**Collected data**
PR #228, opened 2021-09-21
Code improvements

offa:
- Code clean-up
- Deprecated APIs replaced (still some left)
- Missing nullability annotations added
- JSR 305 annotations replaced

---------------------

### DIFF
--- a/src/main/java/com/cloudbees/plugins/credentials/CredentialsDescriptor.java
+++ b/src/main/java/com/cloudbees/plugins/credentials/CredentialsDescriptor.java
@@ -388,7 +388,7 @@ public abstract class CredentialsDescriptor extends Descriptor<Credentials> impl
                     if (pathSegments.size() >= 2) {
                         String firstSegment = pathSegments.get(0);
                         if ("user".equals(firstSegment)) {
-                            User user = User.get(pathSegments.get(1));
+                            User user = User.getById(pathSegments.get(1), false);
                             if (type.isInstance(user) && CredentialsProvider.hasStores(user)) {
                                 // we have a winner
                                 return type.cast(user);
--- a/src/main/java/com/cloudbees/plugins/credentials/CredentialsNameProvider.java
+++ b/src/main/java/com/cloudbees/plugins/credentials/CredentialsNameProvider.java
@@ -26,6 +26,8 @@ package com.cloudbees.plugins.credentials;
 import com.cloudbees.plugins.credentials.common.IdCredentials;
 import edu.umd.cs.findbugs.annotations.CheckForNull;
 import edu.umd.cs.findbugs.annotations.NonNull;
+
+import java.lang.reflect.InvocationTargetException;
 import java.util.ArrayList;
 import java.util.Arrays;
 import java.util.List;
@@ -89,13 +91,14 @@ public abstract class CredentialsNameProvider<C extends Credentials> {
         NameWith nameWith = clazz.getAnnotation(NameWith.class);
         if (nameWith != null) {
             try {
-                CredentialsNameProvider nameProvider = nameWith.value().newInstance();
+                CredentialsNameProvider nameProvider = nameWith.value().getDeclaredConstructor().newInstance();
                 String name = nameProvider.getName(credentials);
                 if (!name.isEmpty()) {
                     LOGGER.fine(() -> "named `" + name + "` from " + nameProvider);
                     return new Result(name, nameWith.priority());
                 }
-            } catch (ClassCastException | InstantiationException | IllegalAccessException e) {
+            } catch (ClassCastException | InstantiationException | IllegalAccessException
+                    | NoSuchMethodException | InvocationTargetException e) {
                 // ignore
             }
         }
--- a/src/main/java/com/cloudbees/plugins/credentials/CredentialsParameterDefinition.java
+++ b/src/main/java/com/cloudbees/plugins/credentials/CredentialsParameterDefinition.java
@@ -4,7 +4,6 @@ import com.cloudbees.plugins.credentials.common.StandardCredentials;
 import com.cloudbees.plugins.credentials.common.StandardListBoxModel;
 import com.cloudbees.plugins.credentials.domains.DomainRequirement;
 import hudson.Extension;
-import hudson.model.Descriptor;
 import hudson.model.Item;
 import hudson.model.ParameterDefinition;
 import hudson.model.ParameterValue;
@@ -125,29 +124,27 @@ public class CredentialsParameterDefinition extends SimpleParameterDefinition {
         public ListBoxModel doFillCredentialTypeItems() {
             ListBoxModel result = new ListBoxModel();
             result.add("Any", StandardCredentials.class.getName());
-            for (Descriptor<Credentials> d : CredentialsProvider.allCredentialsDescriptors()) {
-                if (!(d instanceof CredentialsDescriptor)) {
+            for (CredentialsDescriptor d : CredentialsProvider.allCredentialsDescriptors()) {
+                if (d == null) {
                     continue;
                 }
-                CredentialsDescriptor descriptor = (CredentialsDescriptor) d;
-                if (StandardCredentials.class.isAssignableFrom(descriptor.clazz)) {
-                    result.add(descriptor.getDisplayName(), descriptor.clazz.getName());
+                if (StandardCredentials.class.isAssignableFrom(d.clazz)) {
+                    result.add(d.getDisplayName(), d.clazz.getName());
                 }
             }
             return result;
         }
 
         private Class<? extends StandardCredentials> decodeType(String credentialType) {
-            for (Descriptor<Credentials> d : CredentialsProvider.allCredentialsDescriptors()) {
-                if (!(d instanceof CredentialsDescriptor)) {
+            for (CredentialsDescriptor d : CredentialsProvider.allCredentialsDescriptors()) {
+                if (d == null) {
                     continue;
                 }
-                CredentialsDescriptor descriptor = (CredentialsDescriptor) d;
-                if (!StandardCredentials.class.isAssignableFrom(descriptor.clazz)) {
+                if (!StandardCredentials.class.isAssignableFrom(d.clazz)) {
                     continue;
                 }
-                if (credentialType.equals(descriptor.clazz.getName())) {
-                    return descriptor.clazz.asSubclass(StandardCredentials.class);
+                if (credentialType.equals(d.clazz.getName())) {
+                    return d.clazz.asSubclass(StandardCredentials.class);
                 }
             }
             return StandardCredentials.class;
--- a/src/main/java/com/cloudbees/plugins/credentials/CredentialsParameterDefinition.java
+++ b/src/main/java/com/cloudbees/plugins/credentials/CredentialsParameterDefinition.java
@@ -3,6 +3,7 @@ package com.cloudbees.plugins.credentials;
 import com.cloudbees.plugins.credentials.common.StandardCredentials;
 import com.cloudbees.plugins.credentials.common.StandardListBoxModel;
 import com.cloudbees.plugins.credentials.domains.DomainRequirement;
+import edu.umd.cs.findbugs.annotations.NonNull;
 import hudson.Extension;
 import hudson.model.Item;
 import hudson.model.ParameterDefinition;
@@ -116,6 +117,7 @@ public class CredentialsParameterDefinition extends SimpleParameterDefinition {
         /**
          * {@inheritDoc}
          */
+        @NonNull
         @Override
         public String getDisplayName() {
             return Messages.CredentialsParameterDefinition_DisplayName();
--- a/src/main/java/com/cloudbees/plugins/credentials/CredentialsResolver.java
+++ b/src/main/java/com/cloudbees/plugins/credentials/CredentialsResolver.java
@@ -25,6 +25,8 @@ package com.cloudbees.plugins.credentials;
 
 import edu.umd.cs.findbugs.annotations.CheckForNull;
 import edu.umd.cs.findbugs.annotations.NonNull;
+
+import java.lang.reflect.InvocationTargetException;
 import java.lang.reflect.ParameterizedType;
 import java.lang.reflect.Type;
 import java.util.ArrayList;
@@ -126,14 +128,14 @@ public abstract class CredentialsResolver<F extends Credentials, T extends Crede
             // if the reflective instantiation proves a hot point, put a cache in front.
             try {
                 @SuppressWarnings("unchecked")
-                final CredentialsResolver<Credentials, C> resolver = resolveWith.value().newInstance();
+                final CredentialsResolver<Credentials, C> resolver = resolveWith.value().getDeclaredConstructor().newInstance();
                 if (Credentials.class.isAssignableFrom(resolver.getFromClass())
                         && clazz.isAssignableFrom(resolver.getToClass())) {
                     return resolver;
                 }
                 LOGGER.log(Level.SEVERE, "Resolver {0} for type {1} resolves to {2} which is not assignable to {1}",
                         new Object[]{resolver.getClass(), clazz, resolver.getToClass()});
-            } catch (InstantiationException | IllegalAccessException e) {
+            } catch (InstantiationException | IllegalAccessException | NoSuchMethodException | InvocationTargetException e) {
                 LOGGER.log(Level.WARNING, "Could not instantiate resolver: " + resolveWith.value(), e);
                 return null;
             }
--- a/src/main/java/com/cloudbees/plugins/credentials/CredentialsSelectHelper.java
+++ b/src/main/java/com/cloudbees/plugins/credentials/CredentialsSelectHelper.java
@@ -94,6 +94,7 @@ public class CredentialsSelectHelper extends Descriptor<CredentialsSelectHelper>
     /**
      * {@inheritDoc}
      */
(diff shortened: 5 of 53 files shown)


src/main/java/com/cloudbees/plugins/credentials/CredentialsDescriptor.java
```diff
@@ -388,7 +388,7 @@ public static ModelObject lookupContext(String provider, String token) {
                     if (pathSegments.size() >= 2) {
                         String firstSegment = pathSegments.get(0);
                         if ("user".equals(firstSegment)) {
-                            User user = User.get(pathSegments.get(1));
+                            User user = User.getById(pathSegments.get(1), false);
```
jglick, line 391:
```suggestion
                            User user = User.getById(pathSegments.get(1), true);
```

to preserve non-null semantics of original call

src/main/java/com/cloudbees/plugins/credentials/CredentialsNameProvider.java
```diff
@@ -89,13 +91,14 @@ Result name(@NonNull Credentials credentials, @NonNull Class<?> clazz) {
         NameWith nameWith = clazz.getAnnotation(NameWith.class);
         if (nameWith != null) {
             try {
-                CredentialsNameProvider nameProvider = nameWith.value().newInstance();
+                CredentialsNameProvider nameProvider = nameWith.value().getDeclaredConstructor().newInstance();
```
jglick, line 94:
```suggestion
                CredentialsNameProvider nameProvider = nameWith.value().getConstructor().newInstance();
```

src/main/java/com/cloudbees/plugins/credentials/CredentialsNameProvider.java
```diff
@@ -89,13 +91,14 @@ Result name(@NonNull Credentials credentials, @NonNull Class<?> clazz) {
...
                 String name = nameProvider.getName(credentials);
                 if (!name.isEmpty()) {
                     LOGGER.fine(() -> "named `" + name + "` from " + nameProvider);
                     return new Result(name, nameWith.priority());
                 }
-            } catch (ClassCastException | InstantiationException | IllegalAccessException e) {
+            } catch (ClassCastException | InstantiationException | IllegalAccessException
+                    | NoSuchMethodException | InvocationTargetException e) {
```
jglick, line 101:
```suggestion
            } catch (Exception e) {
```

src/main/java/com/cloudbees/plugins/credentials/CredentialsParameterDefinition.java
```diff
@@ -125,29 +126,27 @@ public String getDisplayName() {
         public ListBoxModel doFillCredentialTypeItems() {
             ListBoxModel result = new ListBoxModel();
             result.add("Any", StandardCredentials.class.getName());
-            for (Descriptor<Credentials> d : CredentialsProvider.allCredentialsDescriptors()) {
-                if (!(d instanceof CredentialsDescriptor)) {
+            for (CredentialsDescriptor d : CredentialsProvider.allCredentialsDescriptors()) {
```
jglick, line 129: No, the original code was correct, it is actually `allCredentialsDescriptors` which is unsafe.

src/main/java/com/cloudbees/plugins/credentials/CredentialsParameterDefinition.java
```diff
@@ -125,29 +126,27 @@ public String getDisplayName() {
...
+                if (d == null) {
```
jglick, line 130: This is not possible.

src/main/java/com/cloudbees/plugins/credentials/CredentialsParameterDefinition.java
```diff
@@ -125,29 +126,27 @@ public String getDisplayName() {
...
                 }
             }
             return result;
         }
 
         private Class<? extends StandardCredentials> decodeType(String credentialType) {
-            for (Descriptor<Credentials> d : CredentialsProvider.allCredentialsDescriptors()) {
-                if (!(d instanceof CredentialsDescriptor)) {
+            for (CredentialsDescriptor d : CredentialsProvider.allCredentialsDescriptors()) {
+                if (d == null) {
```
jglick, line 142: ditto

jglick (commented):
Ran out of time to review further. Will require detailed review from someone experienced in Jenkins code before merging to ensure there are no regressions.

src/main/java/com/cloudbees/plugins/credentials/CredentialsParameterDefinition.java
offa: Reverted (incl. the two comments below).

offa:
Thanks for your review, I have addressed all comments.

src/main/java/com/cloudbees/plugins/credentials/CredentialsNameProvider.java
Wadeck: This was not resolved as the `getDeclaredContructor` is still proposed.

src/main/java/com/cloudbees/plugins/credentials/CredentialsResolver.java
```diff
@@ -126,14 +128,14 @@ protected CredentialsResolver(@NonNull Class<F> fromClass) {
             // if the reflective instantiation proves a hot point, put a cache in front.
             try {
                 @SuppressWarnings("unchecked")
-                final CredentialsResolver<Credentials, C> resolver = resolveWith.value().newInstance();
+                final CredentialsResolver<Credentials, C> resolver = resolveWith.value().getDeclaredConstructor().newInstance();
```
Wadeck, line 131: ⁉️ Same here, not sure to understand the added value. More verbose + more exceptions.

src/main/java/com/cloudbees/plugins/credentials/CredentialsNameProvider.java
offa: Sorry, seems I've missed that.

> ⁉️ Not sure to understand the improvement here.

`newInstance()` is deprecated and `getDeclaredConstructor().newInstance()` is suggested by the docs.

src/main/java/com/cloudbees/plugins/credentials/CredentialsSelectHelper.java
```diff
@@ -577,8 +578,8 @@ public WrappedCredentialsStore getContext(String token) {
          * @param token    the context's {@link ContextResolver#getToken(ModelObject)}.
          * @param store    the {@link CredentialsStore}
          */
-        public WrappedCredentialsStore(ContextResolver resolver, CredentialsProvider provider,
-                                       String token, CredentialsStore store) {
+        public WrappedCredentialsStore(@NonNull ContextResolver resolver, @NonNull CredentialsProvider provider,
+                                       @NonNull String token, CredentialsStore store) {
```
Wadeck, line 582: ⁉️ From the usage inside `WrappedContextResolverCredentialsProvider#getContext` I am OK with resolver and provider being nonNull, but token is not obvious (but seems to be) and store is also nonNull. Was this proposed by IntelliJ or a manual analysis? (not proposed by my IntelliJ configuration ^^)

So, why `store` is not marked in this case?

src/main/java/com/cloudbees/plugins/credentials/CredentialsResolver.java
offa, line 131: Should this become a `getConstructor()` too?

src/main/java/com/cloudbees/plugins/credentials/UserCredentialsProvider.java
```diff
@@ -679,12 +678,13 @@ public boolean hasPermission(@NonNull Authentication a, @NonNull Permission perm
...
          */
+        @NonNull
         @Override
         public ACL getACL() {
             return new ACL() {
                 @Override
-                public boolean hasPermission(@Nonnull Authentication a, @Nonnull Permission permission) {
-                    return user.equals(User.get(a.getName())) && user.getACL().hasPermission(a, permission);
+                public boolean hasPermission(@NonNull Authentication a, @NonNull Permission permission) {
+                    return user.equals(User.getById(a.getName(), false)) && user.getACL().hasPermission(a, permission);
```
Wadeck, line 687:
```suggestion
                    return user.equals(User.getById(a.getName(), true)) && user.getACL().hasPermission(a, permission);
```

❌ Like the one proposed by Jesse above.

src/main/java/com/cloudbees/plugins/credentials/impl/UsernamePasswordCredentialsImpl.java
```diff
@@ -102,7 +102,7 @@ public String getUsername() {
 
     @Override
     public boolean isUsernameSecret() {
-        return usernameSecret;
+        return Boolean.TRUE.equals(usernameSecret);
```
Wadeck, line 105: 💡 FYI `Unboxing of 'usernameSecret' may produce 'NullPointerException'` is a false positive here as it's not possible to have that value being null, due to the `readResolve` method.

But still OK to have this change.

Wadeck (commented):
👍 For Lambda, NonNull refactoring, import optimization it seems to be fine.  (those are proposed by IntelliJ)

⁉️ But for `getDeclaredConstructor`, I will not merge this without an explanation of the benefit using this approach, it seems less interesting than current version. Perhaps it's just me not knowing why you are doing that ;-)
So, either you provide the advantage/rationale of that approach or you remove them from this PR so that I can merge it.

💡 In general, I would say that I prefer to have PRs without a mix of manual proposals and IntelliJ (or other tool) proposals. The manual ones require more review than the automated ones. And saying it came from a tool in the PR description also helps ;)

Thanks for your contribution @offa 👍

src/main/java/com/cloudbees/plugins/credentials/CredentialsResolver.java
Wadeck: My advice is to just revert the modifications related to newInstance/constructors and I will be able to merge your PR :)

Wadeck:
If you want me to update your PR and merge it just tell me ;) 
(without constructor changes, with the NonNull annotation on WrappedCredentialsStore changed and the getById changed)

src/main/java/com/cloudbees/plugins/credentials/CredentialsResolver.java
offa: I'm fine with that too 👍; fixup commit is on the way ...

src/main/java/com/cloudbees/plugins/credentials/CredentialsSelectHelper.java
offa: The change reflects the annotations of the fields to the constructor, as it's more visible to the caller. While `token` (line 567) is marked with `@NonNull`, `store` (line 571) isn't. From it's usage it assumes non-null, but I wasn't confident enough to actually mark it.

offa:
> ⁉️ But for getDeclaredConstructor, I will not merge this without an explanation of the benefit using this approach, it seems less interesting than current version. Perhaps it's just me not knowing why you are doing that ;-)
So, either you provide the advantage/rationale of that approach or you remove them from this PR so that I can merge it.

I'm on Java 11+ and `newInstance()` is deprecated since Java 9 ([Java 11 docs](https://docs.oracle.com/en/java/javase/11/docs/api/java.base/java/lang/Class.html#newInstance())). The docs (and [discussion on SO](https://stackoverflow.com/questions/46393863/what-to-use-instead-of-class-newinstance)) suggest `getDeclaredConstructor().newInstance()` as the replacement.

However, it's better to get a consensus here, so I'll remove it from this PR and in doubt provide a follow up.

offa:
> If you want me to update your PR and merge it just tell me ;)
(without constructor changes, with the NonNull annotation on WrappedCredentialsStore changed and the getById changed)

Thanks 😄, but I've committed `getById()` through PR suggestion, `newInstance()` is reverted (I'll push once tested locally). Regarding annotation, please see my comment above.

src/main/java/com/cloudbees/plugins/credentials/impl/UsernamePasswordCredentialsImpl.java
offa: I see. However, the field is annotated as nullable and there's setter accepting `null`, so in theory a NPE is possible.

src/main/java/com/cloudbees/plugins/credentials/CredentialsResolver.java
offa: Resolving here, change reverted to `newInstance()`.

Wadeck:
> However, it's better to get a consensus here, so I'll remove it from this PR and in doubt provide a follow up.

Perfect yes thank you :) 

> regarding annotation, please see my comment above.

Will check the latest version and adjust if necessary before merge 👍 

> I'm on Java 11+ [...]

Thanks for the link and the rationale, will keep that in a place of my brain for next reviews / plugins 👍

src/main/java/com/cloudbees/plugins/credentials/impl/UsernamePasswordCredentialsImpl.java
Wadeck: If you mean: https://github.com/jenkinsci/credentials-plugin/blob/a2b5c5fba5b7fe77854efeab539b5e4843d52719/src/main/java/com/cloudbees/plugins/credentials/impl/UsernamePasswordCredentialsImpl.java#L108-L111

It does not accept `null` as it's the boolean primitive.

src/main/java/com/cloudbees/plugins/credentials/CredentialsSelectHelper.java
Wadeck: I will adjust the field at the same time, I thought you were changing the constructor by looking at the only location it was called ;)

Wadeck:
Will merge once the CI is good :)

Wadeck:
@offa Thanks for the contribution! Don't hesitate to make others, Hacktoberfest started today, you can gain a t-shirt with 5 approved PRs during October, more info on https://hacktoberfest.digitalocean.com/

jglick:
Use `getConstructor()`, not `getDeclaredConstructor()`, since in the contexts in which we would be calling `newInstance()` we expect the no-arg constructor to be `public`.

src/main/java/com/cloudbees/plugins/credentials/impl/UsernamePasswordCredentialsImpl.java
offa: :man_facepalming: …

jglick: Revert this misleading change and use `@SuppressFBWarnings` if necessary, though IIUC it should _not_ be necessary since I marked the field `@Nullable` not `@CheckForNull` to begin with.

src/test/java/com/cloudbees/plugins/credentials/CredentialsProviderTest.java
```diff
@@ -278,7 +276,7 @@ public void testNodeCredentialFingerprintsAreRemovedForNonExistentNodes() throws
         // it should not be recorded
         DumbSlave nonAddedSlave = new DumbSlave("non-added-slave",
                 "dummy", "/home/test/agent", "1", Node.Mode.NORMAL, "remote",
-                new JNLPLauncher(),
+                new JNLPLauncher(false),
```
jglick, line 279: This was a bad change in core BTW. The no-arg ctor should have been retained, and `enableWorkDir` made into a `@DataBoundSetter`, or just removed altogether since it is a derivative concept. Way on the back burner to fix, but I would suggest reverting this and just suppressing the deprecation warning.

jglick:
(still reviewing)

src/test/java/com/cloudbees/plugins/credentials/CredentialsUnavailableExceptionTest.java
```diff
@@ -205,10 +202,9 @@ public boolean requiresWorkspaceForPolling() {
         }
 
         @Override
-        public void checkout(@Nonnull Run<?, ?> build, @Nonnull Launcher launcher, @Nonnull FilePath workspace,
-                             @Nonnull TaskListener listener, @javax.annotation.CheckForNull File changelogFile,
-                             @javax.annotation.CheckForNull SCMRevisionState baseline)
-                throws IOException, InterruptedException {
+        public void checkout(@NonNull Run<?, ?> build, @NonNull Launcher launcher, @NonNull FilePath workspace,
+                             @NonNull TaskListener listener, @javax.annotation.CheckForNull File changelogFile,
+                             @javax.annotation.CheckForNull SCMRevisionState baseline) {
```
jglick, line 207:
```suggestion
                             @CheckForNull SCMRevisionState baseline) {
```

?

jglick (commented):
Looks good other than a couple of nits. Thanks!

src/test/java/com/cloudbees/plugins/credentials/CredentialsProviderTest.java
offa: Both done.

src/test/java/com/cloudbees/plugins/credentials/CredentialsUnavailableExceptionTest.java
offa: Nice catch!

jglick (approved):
...
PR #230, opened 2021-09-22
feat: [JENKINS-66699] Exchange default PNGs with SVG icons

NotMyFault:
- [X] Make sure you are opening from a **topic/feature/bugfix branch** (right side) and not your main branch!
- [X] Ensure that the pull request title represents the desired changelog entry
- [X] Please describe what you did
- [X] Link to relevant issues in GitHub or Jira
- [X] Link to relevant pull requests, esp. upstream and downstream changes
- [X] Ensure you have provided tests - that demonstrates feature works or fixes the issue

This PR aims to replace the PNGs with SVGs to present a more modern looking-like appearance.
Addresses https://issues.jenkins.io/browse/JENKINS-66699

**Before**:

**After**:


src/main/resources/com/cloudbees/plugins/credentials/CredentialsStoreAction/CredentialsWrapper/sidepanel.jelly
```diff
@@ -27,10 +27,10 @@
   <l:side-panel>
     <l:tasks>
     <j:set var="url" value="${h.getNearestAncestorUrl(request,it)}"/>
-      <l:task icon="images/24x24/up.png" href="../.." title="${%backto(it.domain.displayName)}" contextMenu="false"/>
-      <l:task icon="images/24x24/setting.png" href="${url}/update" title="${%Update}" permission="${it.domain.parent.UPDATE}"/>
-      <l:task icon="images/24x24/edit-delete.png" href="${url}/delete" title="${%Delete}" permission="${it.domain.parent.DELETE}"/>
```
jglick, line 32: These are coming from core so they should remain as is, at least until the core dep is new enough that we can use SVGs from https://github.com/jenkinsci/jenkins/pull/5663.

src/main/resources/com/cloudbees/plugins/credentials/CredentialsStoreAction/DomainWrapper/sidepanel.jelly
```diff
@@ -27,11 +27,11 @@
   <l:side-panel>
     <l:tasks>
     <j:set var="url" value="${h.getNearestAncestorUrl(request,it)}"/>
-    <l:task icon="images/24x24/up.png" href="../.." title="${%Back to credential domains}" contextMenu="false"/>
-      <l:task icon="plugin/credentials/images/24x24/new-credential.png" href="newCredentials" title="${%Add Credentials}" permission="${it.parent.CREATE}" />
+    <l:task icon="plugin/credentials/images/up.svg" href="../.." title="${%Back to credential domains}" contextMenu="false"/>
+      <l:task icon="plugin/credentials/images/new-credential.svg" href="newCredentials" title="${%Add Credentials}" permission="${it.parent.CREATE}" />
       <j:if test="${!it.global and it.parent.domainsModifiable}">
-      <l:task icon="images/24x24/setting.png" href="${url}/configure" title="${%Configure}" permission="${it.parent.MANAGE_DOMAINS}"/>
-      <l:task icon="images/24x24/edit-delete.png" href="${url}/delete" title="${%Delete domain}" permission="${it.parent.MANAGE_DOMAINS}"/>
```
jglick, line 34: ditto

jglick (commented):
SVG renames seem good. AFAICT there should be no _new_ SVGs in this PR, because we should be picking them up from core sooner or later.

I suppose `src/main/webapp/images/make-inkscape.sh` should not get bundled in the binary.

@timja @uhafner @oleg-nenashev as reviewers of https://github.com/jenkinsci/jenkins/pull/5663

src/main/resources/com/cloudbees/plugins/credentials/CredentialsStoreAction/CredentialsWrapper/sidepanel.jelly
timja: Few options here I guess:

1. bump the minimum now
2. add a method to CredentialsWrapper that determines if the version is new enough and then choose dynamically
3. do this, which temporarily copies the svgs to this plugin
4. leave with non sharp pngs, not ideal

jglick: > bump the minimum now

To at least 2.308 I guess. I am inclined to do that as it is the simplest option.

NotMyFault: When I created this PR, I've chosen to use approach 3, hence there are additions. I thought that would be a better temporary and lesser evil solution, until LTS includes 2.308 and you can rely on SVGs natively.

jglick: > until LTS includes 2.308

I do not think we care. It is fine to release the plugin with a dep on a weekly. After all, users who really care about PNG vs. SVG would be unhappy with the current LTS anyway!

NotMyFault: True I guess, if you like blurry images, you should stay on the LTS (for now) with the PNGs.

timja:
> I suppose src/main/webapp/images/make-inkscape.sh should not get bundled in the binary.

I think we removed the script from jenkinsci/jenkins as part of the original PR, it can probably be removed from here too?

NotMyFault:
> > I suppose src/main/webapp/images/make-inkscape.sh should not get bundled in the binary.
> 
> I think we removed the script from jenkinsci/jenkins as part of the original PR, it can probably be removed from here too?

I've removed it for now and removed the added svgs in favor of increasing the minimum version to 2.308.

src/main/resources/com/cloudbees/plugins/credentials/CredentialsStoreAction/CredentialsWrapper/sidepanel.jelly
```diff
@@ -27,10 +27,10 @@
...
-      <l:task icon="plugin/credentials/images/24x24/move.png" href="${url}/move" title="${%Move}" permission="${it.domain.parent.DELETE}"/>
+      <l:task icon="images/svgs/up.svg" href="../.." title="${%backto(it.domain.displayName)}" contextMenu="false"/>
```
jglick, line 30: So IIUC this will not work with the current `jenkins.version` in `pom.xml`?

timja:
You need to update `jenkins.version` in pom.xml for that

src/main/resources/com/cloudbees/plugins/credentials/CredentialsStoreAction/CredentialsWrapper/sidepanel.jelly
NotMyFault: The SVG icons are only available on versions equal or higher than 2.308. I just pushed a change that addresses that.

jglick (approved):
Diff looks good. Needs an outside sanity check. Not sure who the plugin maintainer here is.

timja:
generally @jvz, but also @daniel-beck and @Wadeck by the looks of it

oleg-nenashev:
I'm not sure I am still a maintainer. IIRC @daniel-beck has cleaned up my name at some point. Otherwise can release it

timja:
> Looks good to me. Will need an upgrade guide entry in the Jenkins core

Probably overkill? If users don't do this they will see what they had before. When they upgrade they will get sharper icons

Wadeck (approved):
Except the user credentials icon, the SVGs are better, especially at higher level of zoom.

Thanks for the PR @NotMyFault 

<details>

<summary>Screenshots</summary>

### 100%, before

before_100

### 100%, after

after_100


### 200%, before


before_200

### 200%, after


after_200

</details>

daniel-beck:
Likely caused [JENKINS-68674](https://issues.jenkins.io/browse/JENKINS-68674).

**PROBLEM DETAILS**
The answer must be every line of the records above that holds the word "SCMRevisionState".

**FINISHED TASK**
-                             @javax.annotation.CheckForNull SCMRevisionState baseline)
+                             @javax.annotation.CheckForNull SCMRevisionState baseline) {
                             @CheckForNull SCMRevisionState baseline) {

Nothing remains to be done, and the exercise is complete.